这是为了回答有关最小化 I/O 流量的部分。 在 Java 方面,您真正能做的就是将读者包装在 BufferedReaders 中。 除此之外,您的操作系统还将处理其他优化,例如将最近读取的数据保留在页面缓存中以及对文件进行预读以加快顺序读取速度。 在 Java 中进行额外的缓冲是没有意义的(尽管您仍然需要一个字节缓冲区来将数据返回给客户端)。
This is to answer the part about minimizing I/O traffic. On the Java side, all you can really do is wrap your readers in BufferedReaders. Aside from that, your operating system will handle other optimizations like keeping recently-read data in the page cache and doing read-ahead on files to speed up sequential reads. There's no point in doing additional buffering in Java (although you'll still need a byte buffer to return the data to the client).
就在前几天,有人向我推荐了 hadoop (http://hadoop.apache.org)。 看起来它可能相当不错,并且可能具有一定的市场吸引力。
I had someone recommend hadoop (http://hadoop.apache.org) to me just the other day. It looks like it could be pretty nice, and might have some marketplace traction.
我会退后一步问自己为什么使用文件作为记录系统,以及与使用数据库相比有什么好处。 数据库无疑使您能够构建数据。 鉴于 SQL 标准,从长远来看它可能更易于维护。
另一方面,在数据库的约束下,您的文件数据可能不会那么容易构建。 世界上最大的搜索公司:) 不使用数据库进行业务处理。 请参阅此处和此处。

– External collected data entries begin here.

PR #3190, opened 2025-07-21
Bug 1930572: add testGetValue for LabeledMetrics

jeddai:
This PR updates the `testGetValue` function to be a trait that can be exported across the FFI boundary. 

It also defines a new `testGetLabeledValues` function on `LabeledMetrics` that is exported across the FFI boundary for metrics on which it is implemented.

### DIFF
--- a/docs/user/reference/metrics/labeled_booleans.md
+++ b/docs/user/reference/metrics/labeled_booleans.md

I would step back and ask yourself why you are using files as your system of record, and what gains that gives you over using a database. A database certainly gives you the ability to structure your data. Given the SQL standard, it might be more maintainable in the long run.
On the other hand, your file data may not be structured so easily within the constraints of a database. The largest search company in the world :) doesn't use a database for their business processing. See here and here.